#### EXERCISE DESCRIPTION:
Among the entries below, please repeat exactly and only the lines from the line containing "PR #547, opened 2020-07-04" to the line containing "(diff shortened: 1 of 19 files shown)", both lines included.

#### Stored data entries:
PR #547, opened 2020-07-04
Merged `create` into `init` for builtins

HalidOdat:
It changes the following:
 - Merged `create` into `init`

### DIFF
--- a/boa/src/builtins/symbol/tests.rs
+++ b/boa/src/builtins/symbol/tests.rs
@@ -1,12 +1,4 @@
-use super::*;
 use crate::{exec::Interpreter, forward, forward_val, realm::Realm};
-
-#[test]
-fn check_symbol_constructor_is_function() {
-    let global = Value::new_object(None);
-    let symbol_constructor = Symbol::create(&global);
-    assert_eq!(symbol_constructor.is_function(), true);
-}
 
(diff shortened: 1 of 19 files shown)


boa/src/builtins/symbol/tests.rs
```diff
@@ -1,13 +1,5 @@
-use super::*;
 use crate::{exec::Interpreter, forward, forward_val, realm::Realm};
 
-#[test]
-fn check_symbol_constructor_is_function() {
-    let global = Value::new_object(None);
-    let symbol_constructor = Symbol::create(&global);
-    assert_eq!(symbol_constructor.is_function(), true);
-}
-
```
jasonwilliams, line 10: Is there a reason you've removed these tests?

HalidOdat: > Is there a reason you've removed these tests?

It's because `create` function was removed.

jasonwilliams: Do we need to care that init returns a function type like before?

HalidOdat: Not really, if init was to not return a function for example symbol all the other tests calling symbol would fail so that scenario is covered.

==

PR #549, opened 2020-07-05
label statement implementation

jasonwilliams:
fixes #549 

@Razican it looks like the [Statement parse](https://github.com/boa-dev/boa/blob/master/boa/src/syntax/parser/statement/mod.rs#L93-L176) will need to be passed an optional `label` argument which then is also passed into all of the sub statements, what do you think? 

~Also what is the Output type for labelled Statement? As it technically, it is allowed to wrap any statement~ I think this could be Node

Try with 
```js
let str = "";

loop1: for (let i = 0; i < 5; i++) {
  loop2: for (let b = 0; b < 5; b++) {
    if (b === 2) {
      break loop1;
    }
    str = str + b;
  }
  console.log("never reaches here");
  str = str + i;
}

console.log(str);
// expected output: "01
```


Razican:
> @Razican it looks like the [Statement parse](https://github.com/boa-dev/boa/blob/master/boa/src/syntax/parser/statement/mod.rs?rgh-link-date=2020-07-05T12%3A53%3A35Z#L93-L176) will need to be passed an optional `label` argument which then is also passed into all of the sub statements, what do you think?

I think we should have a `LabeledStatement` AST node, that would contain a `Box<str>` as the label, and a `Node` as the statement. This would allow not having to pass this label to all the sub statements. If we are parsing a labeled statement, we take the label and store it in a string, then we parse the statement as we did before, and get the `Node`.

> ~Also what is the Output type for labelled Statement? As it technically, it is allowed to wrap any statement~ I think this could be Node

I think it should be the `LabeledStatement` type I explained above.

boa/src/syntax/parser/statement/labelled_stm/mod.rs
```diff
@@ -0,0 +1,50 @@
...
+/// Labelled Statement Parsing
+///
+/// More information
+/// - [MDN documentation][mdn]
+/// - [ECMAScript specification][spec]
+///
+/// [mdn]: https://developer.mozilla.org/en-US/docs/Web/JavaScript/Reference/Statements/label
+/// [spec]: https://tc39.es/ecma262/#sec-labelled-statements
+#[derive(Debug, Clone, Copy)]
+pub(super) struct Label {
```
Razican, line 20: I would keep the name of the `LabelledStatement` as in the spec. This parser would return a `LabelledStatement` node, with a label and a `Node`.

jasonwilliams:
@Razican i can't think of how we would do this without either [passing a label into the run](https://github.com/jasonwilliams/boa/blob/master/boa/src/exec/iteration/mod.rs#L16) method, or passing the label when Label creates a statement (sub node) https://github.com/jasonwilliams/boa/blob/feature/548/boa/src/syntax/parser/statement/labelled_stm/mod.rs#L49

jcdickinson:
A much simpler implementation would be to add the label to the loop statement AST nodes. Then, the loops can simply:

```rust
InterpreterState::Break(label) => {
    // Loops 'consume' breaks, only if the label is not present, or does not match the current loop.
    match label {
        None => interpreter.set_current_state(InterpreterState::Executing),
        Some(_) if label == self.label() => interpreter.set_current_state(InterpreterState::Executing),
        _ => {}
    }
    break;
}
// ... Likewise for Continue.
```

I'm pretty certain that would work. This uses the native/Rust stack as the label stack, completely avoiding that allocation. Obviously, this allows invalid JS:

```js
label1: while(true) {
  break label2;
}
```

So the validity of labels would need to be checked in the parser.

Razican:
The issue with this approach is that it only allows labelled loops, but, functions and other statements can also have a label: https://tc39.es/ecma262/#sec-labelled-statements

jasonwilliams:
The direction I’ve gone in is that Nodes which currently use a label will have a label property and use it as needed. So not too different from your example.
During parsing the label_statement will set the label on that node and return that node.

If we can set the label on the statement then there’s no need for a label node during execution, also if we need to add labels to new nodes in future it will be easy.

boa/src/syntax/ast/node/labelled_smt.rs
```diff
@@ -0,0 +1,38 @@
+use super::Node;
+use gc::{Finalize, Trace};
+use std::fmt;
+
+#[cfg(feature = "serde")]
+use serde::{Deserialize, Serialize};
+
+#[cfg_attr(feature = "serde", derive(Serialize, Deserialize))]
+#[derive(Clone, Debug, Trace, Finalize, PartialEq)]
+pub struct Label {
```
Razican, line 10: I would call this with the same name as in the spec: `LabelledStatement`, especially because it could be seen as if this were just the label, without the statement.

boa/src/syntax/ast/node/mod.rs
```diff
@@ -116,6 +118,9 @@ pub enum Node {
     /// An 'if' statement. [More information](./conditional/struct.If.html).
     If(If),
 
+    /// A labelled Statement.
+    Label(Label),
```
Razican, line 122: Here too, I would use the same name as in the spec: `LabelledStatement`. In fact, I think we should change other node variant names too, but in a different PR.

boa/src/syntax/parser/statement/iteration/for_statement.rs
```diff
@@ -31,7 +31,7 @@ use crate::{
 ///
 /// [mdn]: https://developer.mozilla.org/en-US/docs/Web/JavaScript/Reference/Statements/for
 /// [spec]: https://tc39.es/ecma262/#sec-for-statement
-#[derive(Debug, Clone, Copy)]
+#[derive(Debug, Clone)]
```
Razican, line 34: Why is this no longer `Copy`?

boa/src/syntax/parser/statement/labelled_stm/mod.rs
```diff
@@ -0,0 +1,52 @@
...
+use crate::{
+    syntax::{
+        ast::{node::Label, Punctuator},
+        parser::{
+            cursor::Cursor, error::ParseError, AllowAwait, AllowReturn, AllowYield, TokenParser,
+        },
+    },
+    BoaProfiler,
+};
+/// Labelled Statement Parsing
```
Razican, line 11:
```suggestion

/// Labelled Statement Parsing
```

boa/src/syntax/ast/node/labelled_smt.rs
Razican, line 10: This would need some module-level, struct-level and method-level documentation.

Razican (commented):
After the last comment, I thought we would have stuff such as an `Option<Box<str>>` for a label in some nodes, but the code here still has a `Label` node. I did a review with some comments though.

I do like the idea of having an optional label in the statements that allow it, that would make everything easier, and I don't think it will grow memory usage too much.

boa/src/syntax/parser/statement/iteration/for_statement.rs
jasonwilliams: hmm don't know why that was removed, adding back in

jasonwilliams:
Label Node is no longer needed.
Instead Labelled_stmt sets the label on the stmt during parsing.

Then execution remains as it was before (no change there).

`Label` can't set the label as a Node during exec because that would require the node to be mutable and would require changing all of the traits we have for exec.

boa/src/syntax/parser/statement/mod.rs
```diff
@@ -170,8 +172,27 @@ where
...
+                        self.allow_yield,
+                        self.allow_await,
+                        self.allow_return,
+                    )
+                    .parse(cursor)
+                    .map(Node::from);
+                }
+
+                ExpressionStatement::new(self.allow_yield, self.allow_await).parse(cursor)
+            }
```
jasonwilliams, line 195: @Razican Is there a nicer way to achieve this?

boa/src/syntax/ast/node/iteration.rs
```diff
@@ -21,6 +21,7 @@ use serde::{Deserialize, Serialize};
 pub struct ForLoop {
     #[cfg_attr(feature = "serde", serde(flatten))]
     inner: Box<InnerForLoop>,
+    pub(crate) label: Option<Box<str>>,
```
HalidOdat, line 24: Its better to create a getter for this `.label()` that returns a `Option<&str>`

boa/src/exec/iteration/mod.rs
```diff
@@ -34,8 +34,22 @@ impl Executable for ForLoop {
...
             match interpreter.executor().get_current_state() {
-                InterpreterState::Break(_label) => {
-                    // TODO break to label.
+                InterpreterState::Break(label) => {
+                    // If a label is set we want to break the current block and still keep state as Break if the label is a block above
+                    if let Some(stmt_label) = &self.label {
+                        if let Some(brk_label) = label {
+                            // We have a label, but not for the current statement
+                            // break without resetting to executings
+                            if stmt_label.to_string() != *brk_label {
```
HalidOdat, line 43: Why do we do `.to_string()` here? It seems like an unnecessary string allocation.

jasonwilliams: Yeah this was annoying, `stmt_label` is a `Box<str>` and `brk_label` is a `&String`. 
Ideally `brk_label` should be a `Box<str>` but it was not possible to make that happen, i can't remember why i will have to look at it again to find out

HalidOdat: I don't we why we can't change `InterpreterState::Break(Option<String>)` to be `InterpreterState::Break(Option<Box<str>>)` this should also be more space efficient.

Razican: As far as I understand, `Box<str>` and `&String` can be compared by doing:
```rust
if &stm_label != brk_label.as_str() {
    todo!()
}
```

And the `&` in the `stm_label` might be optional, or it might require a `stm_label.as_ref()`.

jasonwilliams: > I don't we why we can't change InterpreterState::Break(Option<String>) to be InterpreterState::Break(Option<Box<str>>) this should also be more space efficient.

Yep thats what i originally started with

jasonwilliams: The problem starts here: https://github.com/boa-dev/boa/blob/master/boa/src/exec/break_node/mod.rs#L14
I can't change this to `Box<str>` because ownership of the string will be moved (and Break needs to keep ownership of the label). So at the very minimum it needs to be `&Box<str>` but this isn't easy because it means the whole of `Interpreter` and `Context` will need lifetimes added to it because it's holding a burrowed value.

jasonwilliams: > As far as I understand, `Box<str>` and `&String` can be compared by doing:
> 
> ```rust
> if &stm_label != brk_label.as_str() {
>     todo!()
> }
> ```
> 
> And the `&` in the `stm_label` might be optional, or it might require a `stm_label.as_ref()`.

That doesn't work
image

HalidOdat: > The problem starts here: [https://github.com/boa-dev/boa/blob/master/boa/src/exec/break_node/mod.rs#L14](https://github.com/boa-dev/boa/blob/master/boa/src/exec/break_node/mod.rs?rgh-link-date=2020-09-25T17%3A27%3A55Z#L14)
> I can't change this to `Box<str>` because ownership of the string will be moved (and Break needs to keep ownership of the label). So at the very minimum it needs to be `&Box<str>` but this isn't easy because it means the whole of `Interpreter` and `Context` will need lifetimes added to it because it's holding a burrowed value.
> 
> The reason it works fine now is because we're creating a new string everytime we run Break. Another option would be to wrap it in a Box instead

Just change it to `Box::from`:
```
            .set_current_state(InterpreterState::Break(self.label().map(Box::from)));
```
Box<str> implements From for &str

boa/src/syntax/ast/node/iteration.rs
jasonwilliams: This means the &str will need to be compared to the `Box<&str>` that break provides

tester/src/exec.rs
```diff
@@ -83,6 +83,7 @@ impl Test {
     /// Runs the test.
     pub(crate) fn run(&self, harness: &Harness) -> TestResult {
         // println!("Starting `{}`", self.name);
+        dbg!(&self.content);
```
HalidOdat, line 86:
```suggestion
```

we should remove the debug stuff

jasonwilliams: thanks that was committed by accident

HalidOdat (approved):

==

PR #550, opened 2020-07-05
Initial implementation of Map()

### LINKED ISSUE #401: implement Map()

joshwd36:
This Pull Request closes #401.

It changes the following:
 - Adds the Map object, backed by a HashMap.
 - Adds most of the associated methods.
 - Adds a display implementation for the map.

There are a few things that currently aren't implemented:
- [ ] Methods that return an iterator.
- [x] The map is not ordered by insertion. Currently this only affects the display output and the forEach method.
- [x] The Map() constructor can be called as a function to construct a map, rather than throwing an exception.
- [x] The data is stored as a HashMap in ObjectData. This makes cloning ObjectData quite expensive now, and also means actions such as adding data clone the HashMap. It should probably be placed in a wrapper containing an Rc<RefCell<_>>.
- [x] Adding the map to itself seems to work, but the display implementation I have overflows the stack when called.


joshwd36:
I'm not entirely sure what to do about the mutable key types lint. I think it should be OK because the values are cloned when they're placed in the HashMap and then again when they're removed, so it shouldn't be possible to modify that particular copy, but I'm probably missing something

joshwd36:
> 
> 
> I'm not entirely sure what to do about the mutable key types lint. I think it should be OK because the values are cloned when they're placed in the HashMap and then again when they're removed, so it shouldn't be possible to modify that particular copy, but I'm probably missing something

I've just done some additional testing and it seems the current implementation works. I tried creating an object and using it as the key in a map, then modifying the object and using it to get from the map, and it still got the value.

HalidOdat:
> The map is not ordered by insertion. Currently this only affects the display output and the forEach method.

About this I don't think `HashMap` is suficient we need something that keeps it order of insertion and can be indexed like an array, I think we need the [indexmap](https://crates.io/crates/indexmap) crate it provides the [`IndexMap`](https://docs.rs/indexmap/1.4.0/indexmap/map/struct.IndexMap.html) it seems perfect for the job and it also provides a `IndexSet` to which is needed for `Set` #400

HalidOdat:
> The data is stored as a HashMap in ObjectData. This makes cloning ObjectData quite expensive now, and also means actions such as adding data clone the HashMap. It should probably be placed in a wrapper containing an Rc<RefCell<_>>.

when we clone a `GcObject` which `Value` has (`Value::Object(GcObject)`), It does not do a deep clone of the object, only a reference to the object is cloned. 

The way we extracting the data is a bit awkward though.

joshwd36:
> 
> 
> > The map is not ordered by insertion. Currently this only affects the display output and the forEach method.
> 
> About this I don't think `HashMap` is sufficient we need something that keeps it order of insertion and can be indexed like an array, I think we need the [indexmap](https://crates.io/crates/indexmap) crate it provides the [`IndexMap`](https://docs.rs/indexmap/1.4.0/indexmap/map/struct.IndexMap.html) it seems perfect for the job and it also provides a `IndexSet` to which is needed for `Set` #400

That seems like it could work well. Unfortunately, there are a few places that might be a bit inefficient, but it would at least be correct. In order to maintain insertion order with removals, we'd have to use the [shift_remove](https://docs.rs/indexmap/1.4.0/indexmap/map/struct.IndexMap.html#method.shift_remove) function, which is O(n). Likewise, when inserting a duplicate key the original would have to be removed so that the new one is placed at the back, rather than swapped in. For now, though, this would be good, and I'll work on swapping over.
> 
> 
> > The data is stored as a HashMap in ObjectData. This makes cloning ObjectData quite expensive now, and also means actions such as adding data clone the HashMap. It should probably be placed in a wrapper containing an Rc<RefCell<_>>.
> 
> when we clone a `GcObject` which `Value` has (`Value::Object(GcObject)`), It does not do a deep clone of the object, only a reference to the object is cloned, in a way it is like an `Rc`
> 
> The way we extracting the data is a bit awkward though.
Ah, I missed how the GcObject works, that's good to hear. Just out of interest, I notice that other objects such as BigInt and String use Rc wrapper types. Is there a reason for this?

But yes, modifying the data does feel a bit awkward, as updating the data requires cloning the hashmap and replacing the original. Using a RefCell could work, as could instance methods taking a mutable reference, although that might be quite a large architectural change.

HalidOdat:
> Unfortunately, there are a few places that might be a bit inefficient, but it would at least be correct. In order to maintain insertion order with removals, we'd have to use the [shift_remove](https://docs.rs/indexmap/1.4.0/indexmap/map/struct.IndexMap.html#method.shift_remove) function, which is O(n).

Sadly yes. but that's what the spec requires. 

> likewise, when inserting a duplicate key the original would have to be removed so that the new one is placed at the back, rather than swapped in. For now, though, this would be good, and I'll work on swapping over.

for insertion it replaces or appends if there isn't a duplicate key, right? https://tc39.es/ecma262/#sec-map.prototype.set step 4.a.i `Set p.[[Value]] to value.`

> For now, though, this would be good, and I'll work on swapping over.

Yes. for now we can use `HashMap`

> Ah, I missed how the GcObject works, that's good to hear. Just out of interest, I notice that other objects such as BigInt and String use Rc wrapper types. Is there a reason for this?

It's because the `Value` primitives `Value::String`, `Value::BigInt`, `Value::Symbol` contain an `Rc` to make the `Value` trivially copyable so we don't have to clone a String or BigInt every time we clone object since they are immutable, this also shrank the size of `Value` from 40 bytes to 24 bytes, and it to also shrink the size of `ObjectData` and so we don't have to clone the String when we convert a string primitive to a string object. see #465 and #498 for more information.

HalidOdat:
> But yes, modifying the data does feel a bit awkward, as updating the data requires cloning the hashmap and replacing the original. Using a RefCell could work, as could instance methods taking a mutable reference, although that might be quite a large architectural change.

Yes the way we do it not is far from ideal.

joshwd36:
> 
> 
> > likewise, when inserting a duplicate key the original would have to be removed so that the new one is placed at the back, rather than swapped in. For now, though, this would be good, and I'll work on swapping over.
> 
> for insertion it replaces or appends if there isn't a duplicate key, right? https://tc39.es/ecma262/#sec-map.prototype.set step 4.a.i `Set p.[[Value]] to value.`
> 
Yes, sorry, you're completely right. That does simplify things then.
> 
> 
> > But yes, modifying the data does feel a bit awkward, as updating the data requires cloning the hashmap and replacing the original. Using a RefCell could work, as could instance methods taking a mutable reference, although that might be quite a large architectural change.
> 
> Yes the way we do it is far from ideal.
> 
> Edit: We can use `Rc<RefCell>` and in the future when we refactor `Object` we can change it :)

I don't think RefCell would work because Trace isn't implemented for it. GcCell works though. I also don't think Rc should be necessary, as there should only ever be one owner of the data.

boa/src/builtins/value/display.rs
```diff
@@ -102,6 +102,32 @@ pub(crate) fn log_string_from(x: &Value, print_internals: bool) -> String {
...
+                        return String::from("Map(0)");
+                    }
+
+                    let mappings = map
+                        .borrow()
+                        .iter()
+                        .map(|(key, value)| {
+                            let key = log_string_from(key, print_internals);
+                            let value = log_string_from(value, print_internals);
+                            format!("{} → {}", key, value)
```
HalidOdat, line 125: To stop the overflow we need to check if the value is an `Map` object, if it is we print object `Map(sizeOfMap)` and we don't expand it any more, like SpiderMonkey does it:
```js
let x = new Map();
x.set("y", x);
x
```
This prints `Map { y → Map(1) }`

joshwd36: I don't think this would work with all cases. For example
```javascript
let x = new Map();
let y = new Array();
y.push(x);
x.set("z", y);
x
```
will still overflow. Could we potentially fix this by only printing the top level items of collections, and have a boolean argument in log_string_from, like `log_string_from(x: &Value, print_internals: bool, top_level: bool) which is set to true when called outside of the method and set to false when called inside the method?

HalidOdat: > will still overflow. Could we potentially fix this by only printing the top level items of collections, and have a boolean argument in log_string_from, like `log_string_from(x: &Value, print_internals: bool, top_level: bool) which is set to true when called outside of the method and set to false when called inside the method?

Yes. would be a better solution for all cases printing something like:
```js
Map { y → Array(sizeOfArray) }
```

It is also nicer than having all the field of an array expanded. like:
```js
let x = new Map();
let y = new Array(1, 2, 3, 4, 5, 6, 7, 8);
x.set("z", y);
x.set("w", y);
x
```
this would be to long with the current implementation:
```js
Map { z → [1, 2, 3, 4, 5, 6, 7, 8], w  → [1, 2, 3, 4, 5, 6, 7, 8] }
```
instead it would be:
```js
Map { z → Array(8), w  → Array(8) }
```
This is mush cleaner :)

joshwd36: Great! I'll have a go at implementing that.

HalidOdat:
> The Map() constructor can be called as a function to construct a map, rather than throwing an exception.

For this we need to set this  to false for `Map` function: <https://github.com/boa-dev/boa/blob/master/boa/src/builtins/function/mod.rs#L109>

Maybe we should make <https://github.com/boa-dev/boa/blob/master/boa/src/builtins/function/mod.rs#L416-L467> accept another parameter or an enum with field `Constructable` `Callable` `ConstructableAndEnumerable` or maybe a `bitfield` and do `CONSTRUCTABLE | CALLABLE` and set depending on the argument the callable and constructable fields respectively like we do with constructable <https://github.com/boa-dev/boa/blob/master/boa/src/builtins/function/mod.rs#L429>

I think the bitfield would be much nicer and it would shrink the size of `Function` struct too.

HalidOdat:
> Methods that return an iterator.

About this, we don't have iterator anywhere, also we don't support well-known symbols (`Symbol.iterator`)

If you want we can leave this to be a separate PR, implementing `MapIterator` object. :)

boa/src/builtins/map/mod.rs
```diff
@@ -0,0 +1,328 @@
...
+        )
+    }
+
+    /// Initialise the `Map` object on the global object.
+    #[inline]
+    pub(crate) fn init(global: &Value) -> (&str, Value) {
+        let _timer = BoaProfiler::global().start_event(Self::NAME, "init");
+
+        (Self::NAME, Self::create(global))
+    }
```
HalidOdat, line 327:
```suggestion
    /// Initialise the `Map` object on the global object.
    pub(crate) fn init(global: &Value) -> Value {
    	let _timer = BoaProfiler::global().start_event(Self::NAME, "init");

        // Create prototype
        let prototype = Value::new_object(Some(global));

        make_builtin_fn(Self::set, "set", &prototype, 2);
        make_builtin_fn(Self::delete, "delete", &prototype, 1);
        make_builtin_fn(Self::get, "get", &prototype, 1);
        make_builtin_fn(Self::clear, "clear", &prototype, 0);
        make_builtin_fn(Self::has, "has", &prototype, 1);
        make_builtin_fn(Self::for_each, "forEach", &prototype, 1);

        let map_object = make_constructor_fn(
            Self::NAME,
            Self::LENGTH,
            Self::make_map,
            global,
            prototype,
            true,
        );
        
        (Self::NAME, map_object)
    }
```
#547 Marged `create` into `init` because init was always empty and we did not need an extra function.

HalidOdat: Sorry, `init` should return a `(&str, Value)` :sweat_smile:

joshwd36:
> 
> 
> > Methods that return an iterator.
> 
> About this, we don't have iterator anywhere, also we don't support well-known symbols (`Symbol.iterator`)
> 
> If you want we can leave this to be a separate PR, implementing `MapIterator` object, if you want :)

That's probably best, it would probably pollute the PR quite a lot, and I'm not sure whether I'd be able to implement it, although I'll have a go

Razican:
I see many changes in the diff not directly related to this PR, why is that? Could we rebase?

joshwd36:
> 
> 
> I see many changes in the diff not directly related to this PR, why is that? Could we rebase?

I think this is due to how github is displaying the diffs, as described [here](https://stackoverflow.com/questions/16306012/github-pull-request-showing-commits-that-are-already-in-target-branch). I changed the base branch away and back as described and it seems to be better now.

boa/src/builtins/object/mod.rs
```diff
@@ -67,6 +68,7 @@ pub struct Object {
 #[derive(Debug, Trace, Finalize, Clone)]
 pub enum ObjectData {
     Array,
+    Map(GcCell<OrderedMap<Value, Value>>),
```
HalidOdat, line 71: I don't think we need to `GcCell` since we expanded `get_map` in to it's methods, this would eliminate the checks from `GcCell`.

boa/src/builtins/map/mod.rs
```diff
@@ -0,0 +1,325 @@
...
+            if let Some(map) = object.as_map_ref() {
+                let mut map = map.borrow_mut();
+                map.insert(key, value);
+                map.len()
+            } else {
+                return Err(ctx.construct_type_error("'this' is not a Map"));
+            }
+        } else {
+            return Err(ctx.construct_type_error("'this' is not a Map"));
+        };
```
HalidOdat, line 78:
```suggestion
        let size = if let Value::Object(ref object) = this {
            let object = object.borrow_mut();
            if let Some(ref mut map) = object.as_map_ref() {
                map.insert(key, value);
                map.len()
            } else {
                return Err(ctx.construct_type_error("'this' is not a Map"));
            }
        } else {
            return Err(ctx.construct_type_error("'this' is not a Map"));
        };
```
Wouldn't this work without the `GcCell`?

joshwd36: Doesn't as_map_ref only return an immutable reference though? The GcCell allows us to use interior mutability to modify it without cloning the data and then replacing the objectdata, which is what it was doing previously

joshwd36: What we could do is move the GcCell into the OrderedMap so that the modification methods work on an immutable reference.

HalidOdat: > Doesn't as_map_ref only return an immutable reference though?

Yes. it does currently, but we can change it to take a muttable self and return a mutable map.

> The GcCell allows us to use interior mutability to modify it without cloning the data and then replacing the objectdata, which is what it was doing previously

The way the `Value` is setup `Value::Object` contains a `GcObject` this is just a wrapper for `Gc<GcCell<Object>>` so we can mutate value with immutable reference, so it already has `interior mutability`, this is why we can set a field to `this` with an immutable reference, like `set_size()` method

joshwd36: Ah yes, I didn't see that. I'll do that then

#### THE ANSWER:
PR #547, opened 2020-07-04
Merged `create` into `init` for builtins

HalidOdat:
It changes the following:
 - Merged `create` into `init`

### DIFF
--- a/boa/src/builtins/symbol/tests.rs
+++ b/boa/src/builtins/symbol/tests.rs
@@ -1,12 +1,4 @@
-use super::*;
 use crate::{exec::Interpreter, forward, forward_val, realm::Realm};
-
-#[test]
-fn check_symbol_constructor_is_function() {
-    let global = Value::new_object(None);
-    let symbol_constructor = Symbol::create(&global);
-    assert_eq!(symbol_constructor.is_function(), true);
-}
 
(diff shortened: 1 of 19 files shown)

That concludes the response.